Now both /blog and the post URLs end up in /sitemap-blog-1.xml, with /, /about, etc. staying in the default group's /sitemap-1.xml.

Validation: passing a function for a static path ('/blog': () => [...]) throws at startup — static paths don't take resolvers. Passing an entry without resolve for a dynamic pattern ('/blog/[id]': { group: 'blog' }) warns at startup — without a resolver we don't know which IDs to expand, so the route contributes nothing.

6. Cache (KV adapter)

The full entry list is cached in chunks of maxEntries (default 50K). By default the cache is in-process (a single Map), which is fine for a single server but cold on every restart. Plug in any external store via get/set:

import { kv } from '$lib/server/kv';

createSitemapHandle({
  paths: { ... },
  cache: {
    ttl: 3600, // 1 hour, in seconds
    get: (key) => kv.get(`sitemap:${key}`, 'json'),
    set: (key, value, ttl) =>
      kv.put(`sitemap:${key}`, JSON.stringify(value), { expirationTtl: ttl })
  }
});

The library passes opaque keys (meta, meta:blog, chunk:<version>:1, chunk:<version>:blog:1, …) and serializable JSON values. Each group has its own meta key and its own version, so per-group invalidation only touches that group. Namespace however you like in your adapter. Both get and set are required together; supplying only one is a TypeScript error and a runtime error.

TTL and freshness. ttl is in seconds to match HTTP Cache-Control: max-age, Redis EX, Cloudflare KV expirationTtl, etc. The library bakes an absolute expiresAt into the cached value at write time, so freshness is enforced regardless of whether your storage honors the TTL. Default: 3600 (1 hour). The HTTP Cache-Control: max-age header is set from the same value (clamped at a 60s minimum).
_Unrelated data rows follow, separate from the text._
PR #11228, opened 2026-06-06
[13.x] Make attributed `#[Scope]` usage reflect the actual state of the feature

shaedrich:
See https://github.com/laravel/framework/issues/55414#issuecomment-4638675296

TL;DR\
Due to the limitations of PHP as a language and its use in patterns of the framework, it is impossible to have protected attributed scopes accessed from outside the model as explained in the above issue.

The example, as it is in the docs right now, doesn't work.

Thanks to: @siarheipashkevich, @decadence, @JackBayliss

### DIFF
--- a/eloquent.md
+++ b/eloquent.md
@@ -1638,7 +1638,7 @@ class User extends Model
      * Scope a query to only include users of a given type.
      */
     #[Scope]
-    protected function ofType(Builder $query, string $type): void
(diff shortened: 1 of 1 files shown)


jackbayliss:
Thanks @shaedrich

shaedrich:
You're welcome, was long overdue

taylorotwell:
This isn't necessary from outside the model. I just tried it.

PR #11247, opened 2026-06-22
[13.x] Fix the session cookie name in the upgrade guide

clarkewing:
The "Cache Prefixes and Session Cookie Names" section of the 13.x upgrade guide states that the default session cookie name now uses a hyphenated `-session` suffix. That part is inaccurate.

Stale-while-revalidate. By default, a request arriving after ttl has elapsed triggers a blocking rebuild — that request waits for the resolvers to finish. For slow resolvers (a paginated external API) that's a multi-second stall. Set cache.swr (seconds) and instead the stale sitemap is served instantly while the rebuild runs in the background; the request never waits.

createSitemapHandle({
  paths: { ... },
  cache: {
    ttl: 3600,                  // fresh for 1h
    swr: 82800,                 // then serve stale up to 23h more while rebuilding
    get, set
  }
});

Storage keeps each entry for ttl + swr (that sum is the TTL handed to your adapter's set), so a stale copy always exists to serve — and it's also the longest the sitemap stays servable if rebuilds keep failing. On Cloudflare/Vercel the background rebuild is kept alive via the platform's waitUntil; on a long-lived Node server it simply runs after the response. Concurrent stale requests share one rebuild. Omit swr to keep the blocking-rebuild behavior.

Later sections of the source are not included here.